> _WHAT THE TASK ASKS_:
Look through the records and copy every line in which "common" appears.
----- DATASET RECORDS -----
PR #1161, opened 2021-01-13
Sandbox api

Ekrekr:

PR #1176, opened 2021-01-26
Consolidate worker bundle and make development and releases use the same binary output

Ekrekr:
Follow on from https://github.com/dataform-co/dataform/pull/1171
Precursor to https://github.com/dataform-co/dataform/pull/1161

Swaps to using a single entry point for compilation by @dataform/api, when packaged and when run in Bazel


tests/cli/BUILD
```diff
@@ -14,6 +14,7 @@ ts_test_suite(
     data = [
         ":node_modules",
         "//packages/@dataform/core:package_tar",
+        "//sandbox/vm:worker_bundle",
```
lewish, line 17: This makes your tests pass, but the CLI itself isn't going to actually work, plz remove!

tests/api/BUILD
```diff
@@ -16,6 +16,7 @@ ts_test_suite(
         "//examples/invalid_dataform_json:node_modules",
         "//examples/never_finishes_compiling:files",
         "//examples/never_finishes_compiling:node_modules",
+        "//sandbox/vm:worker_bundle",
```
lewish, line 19: This shouldn't be here, it should come through the dep on `//api`

tests/integration/BUILD
```diff
@@ -10,6 +10,7 @@ ts_test_suite(
         exclude = ["sqldatawarehouse.spec.ts"],
     ),
     data = [
+        "//sandbox/vm:worker_bundle",
```
lewish, line 13: Ditto - This shouldn't be here, it should come through the dep on `//api`

tests/cli/BUILD
lewish: And see my other comment for fix

api/commands/compile.ts
```diff
@@ -65,19 +65,17 @@ export async function compile(
...
-        return require.resolve("../../sandbox/vm/compile_loader");
-      }
-    };
-    const forkScript = findForkScript();
+    let workerBundle: string;
+    try {
+      workerBundle = require.resolve("df/sandbox/vm/worker_bundle");
+    } catch (e) {
+      // The bundled CLI doesn't allow the `df` prefix; the source file is packaged directly.
+      workerBundle = "./sandbox/vm/worker_bundle";
```
lewish, line 73: This won't work in the CLI, when you install `@dataform/cli` on a machine, this file won't exist.

This should be: `require.resolve("./worker_bundle")`

Additionally, you need to make sure the worker bundle js file get's copied to the CLI package. When the CLI runs on a normal machine it's executing inside a file such as:

`node_modules/@dataform/cli/bundle.js`

To make your require call work, you need to make sure there is also the file:

`node_modules/@dataform/cli/worker_bundle.js`

This may be as simple as keeping it as a dep of the CLI pkg_npm_tar rule, but you may also need to copy the file to the folder first. Let me know if that doesn't work on it's own.

Ekrekr: Copying worked, extracting shows this now!

```
$ tar -xvf bazel-out/k8-py2-fastbuild/bin/packages/@dataform/cli/package.tgz
package/
package/worker_bundle
package/bundle.js
package/package.json
```

tests/api/BUILD
Ekrekr: I've have a play with this, and some alternative structures. I think you're right, it should come through from `//api`. However we can't include it as a `dep` of `//api` because the worker bundle is plain javascript and has no types, so we have to put it as `data`. From this, I think that the real issue here is therefore that `ts_test_suite` does not include transitive `data` dependencies from it's typescript `dep` rules, and so we should just include the explicit `worker_bundle` `data` rule in `//tests/api` and `//tests/integration`. WDYT?

Ekrekr: The tests actually pass without the worker bundle being in `//api`, but I think we need that there for the CS

lewish: Sounds good, yup this is fine! Getting it out of the CLI test was the important bit :)

packages/@dataform/cli/BUILD
```diff
@@ -82,21 +80,21 @@ pkg_bundle(
...
-        ":worker_bundle",
     ],
 )
+
+# Worker bundle needs to be copied over for packaging, as deps files are only
+# included if they're in this folder.
+genrule(
+    name = "copy_bundle",
+    srcs = ["//sandbox/vm:worker_bundle"],
+    outs = ["worker_bundle"],
```
lewish, line 97: Hmmm, the output folder you pasted before - should this not be `outs = ["worker_bundle.js"]` ? I know it's executable, but it's a bit more clear if it's a JS file.

api/commands/compile.ts
```diff
@@ -65,19 +65,17 @@ export async function compile(
...
-        return workerBundlePath;
-      } catch (e) {
-        return require.resolve("../../sandbox/vm/compile_loader");
-      }
-    };
-    const forkScript = findForkScript();
+    let workerBundle: string;
+    try {
+      // The bundled CLI packages the worker_bundle directly.
+      workerBundle = require.resolve("./worker_bundle");
```
lewish, line 71: Given your changes now, I suspect you can get rid of the try catch and just use this line for both cases? `resolve("./worker_bundle")` should work in both scenarios!

packages/@dataform/cli/BUILD
lewish: I'm actually surprised the CLI tests pass without a `.js` extension on the file.

lewish (approved):
Can you plz double check that this new CLI package works? We've broken it so many times in the past  and it's a hard one to test :D

- Uninstall @dataform/cli globally with NPM
- Install @dataform/cli globally from the tar that is generated by packages/@dataform/cli:package
- Check that you can run `dataform compile` while in any normal dataform project

packages/@dataform/cli/BUILD
Ekrekr: Ah nice catch. I'm getting rid of the `#!/usr/bin/env node` prepended too, because that's not necessarily where the sandbox should be executing it from

api/commands/compile.ts
Ekrekr: I think it's neater (/more bazely) to have this than have multiple genrules copying the bundle to the correct places in order to replicate the CLI bundle locality

Ekrekr:
> Can you plz double check that this new CLI package works? We've broken it so many times in the past and it's a hard one to test :D
> 
> * Uninstall @dataform/cli globally with NPM
> * Install @dataform/cli globally from the tar that is generated by packages/@dataform/cli:package
> * Check that you can run `dataform compile` while in any normal dataform project

Can't global install on my dev machine so I did this slightly differently. For futue reference (assuming starting directory is the dataform repo):

```
$ cd ..
$ git clone https://github.com/dataform-co/dataform_demo_project
$ npm i ../dataform/bazel-out/k8-py2-fastbuild/bin/packages/@dataform/cli/package.tgz
$ node_modules/@dataform/cli/bundle.js compile
```

Checks out!

PR #1178, opened 2021-01-27
Merge project config & overrides correctly.

BenBirt:
related to https://github.com/dataform-co/dataform-web-tracking/issues/287

This isn't actually the cause of that bug, because the broken merge that bug is referring to happens at a higher level, but I'm fixing this up for completeness.

### DIFF
--- a/api/commands/compile.ts
+++ b/api/commands/compile.ts
@@ -1,8 +1,8 @@
-import deepmerge from "deepmerge";
 import * as fs from "fs";
 import * as path from "path";
 
 import { ChildProcess, fork } from "child_process";
+import deepmerge from "deepmerge";
 import { validWarehouses } from "df/api/dbadapters";
 import { coerceAsError, ErrorWithCause } from "df/common/errors/errors";
 import { decode } from "df/common/protos";
--- a/api/commands/compile.ts
+++ b/api/commands/compile.ts
@@ -1,3 +1,4 @@
+import deepmerge from "deepmerge";
 import * as fs from "fs";
 import * as path from "path";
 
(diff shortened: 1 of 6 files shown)


api/commands/compile.ts
```diff
@@ -129,7 +123,7 @@ export class CompileChildProcess {
   }
 }
 
-export const checkDataformJsonValidity = (dataformJsonParsed: { [prop: string]: string }) => {
+export const checkDataformJsonValidity = (dataformJsonParsed: { [prop: string]: any }) => {
```
GJMcGowan, line 126: seems a shame to lose the typing

core/gen_index.ts
```diff
@@ -62,7 +62,7 @@ projectConfig.schemaSuffix = "${
   }" || projectConfig.schemaSuffix;
 
 // Merge in general project config overrides.
-projectConfig = { ...projectConfig, ...${projectOverridesJsonString} };
+projectConfig = { ...projectConfig, ...${projectOverridesJsonString}, vars: { ...projectConfig.vars, ...${projectOverridesJsonString}.vars } };
```
GJMcGowan, line 65: Why not deepmerge here as well?

GJMcGowan (approved):
Same comment about the library as on the other PR.

api/commands/compile.ts
BenBirt: the typing isn't actually correct :P

core/gen_index.ts
BenBirt: This is effectively the index.js that we generate for each DF project. Plumbing through dependencies on other NPM packages at this stage is a bit of a pain, while this isn't ideal, I think it's the best option we have for now.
-----
> _RESULT BELOW_:
 import { coerceAsError, ErrorWithCause } from "df/common/errors/errors";
 import { decode } from "df/common/protos";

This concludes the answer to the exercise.